__EXERCISE PROMPT__
Take each line of the entries below that contains "please" and copy it.

__RECORDS PROVIDED__
· · ·

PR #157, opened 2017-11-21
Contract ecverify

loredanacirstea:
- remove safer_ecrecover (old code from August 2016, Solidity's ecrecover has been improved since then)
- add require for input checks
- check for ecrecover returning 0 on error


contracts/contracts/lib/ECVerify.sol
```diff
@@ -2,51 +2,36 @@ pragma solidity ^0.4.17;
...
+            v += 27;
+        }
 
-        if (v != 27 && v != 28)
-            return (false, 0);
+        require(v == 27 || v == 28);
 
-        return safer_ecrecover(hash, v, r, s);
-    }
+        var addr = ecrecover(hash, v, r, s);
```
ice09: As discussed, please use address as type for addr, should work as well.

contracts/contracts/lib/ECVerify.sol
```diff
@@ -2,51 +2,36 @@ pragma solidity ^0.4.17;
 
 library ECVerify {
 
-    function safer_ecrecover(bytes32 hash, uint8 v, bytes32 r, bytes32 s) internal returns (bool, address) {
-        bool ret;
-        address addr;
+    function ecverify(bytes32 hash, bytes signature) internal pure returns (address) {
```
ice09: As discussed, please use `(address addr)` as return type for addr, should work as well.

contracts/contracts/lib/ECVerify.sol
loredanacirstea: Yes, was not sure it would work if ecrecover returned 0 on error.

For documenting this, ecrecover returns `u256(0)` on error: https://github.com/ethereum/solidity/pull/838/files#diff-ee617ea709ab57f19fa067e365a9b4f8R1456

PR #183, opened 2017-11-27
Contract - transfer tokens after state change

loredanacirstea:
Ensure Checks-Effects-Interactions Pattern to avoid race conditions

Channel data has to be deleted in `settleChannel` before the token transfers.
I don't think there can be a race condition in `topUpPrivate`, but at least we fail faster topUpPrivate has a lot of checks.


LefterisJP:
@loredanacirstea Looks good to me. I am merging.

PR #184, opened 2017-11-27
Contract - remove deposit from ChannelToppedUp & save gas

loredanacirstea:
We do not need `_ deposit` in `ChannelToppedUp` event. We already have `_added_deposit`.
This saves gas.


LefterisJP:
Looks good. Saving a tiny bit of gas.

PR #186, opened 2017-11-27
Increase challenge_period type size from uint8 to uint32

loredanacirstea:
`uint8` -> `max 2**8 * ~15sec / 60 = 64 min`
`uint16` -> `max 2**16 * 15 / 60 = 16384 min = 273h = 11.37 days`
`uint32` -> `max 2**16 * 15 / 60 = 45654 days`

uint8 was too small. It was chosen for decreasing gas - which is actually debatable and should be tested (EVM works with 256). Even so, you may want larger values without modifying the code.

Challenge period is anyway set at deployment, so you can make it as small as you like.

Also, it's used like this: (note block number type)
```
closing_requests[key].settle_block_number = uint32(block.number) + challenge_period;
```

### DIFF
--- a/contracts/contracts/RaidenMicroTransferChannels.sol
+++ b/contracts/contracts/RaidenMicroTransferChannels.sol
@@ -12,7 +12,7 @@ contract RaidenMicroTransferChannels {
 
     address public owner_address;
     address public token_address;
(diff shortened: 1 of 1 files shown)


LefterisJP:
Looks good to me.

· · ·

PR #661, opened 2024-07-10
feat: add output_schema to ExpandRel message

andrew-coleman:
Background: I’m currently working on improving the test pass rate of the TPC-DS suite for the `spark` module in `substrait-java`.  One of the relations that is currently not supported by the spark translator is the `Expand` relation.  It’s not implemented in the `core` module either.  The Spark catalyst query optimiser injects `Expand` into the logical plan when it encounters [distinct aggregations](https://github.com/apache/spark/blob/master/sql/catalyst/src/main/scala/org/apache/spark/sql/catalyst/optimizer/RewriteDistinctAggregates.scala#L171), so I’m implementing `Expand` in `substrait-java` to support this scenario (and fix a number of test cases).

· · ·

__RESPONSE BOX__
ice09: As discussed, please use address as type for addr, should work as well.
ice09: As discussed, please use `(address addr)` as return type for addr, should work as well.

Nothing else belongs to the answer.